Paul Mark & the Van Dorens release new record Gravity
It doesn’t take much more than the opening bars of “Gravity is Failing” for the audience to get a clue as to what kind of magic Paul Mark & the Van Dorens are bringing to the table in their new record Gravity this season. Steeped in as much old school charm as it is a modern surrealism, Gravity’s first three songs – “Gravity is Failing,” “Forever” and “I Spin When You Grin” – welcome us into a world that is Paul Mark’s and Paul Mark’s alone, but they’re hardly the only identity tracks on this 12-song record.
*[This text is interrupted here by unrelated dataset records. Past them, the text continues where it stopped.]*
PR #645, opened 2021-09-16
Properly cache s0/s1

timsifive:
Read those registers when we're about to use them for scratch, and then don't write them back until we resume the target. This saves a lot of needless saving/restoring of s0/s1. It only makes my tests run a few percent faster, though. I'm not sure why the difference isn't more clear there.

### DIFF
--- a/src/target/riscv/riscv.c
+++ b/src/target/riscv/riscv.c
@@ -3644,7 +3644,7 @@ int riscv_save_register(struct target *target, enum gdb_regno regid)
 {
 	riscv_reg_t value;
 	if (!target->reg_cache) {
-		LOG_ERROR("TODO: Properly save %s", gdb_regno_name(regid));
+		assert(!target_was_examined(target));
 		return ERROR_OK;
 	}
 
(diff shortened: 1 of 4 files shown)


src/target/riscv/riscv.c
```diff
@@ -3625,14 +3628,40 @@ int riscv_get_register(struct target *target, riscv_reg_t *value,
...
+	if (!target->reg_cache) {
+		assert(!target_was_examined(target));
+		return ERROR_OK;
+	}
+
+	struct reg *reg = &target->reg_cache->reg_list[regid];
+	LOG_DEBUG("[%s] save %s", target_name(target), reg->name);
+	if (riscv_get_register(target, &value, regid) != ERROR_OK)
+		return ERROR_FAIL;
+
```
GregSavin, line 3655: So, the variable named "value" never gets used after riscv_get_register call, because what we care about when calling riscv_get_register here is the side effect of priming the register value into the underlying cache.  Makes sense.  And I guess the compiler isn't flagging that as a warning, which is OK because "we know what we're doing" :)

GregSavin (approved):

src/target/riscv/riscv.c
timsifive: I need that on a t-shirt. :-)

PR #647, opened 2021-09-30
Dynamically allocate memory for RTOS registers.

timsifive:
This makes things work on RISC-V cores with large vector registers
(which can be up to kilobytes in size).

Change-Id: Ie53cb43a88e2a475f695cd5c1e28605569926817


GregSavin (approved):
So the previous code could potentially be driven in such a way that bad things could happen if the underlying register value was wider than 16 bytes?  This fix makes sense to me.

timsifive:
Yes. Previously it would assert, which is not a great user experience.

PR #648, opened 2021-10-04
Clear type 6 triggers on connecting.

timsifive:
I missed this when I first add mcontrol6 support.

Change-Id: I1a2706c7ea3a6757ed5083091cd2c764a8b0267c

### DIFF
--- a/src/target/riscv/riscv.c
+++ b/src/target/riscv/riscv.c
@@ -3791,6 +3791,10 @@ int riscv_enumerate_triggers(struct target *target)
 				if (tdata1 & MCONTROL_DMODE(riscv_xlen(target)))
 					riscv_set_register(target, GDB_REGNO_TDATA1, 0);
 				break;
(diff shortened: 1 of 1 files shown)


src/target/riscv/riscv.c
```diff
@@ -3791,6 +3791,10 @@ int riscv_enumerate_triggers(struct target *target)
 				if (tdata1 & MCONTROL_DMODE(riscv_xlen(target)))
 					riscv_set_register(target, GDB_REGNO_TDATA1, 0);
 				break;
+			case 6:
```
GregSavin, line 3794: Looks correct to me.  (FWIW, the leading whitespace on some of the pre-existing lines within that switch statement seem to be different than the newly added lines.  At least in the way that GitHub's diff shows that area of code.  Not a big deal, obviously)

GregSavin (approved):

While they’ve been at this game for nearly 30 years, this band shows us that they’ve still got a lot left to say in 2020, and they aren’t going to refrain from giving us a full-color performance here.
“The Next Fight” has a moderate psychedelic tinge to its main harmony, but it’s definitely not the most cerebral song on Gravity. This track segues directly into the haunting instrumental “Coronation” before turning us on to “Con Man VIP,” one of the more freewheeling numbers on the first half of the LP. It’s not the aching ballad that “Friend Gone Astray” is, but despite the difference between these two songs, they sit together in Gravity all too comfortably. Paul Mark & the Van Dorens have reached a point where they don’t have to adhere to a specific premise to illustrate a consistent message, and furthermore, a particular theme in their music, and if that wasn’t obvious before, it definitely is now.
“You Can Take It with You” introduces a country pulse into the mix, and while I don’t think this track is quite the stimulator that the rousing slow song “O T B” is, neither are as profoundly sharp and unforgettable as Paul Mark’s ripping cover of “Heart Full of Soul.” “Heart Full of Soul,” in its original incarnation, had more of an upbeat swing to its groove where this version is painfully pendulous, maximizing tension with every verse Mark croons. It’s reason enough to pick up Gravity this June, and in all honesty, I don’t recall the last time that I was able to say that about a cover song featured on any original LP, regardless of who the artist was.
I-TUNES: https://music.apple.com/us/artist/paul-mark-the-van-dorens/66520692
We cross the finish line with Gravity in the retrospective “Waiting Round for You” and “December at the P.O.” (a track that reminds me of the Blue Valentine staple “Christmas Card from a Hooker in Minneapolis” every time I hear it without fail), there isn’t a sense of unfinished business as there has been with a lot of new content out of the east coast underground lately. Paul Mark & the Van Dorens sound entirely at peace with the statements they’ve made, and in the last few moments this LP has to share, it feels like we’re witnessing a setting sun over a hazy urban skyline. There are a lot of really moving indie releases coming out of the woodwork right now, but to put it as simply as I can, not many have the kind of heart that this latest work from Paul Mark does.